TASK STATEMENT
The entries that follow include a run beginning at the line with "PR #2753, opened 2021-08-28" and ending at the line with "We could make"; restate that run word for word and leave the rest out.

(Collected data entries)
PR #2751, opened 2021-08-28
Assorted minor code improvements

vrmiguel:


otaviopace (approved):
LGTM :shipit: 

Also, how did you find these? `clippy`? Maybe we should add a step in our CI that at least list the warnings/suggestions, we can let it fail so it doesn't block PRs.

vrmiguel:
Yup, I used Clippy!  :v

PR #2753, opened 2021-08-28
store, graph, chain: make `WritableStore::get` receive borrowed keys

### LINKED ISSUE #2752: `WritableStore::get` needing owned keys leads to unneeded clones
We could make `WritableStore::get` receive borrowed values, similar to the `get` methods of `std`'s collections, in order to avoid clones like this:

https://github.com/graphprotocol/graph-node/blob/ff93613a3519f1abb9810aaef406fdc99d43033a/graph/src/components/store.rs#L1729

vrmiguel:
Closes #2752


tilacog:
Awesome, thanks!

tilacog (approved):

ANSWER BOX
PR #2753, opened 2021-08-28
store, graph, chain: make `WritableStore::get` receive borrowed keys

### LINKED ISSUE #2752: `WritableStore::get` needing owned keys leads to unneeded clones
We could make `WritableStore::get` receive borrowed values, similar to the `get` methods of `std`'s collections, in order to avoid clones like this:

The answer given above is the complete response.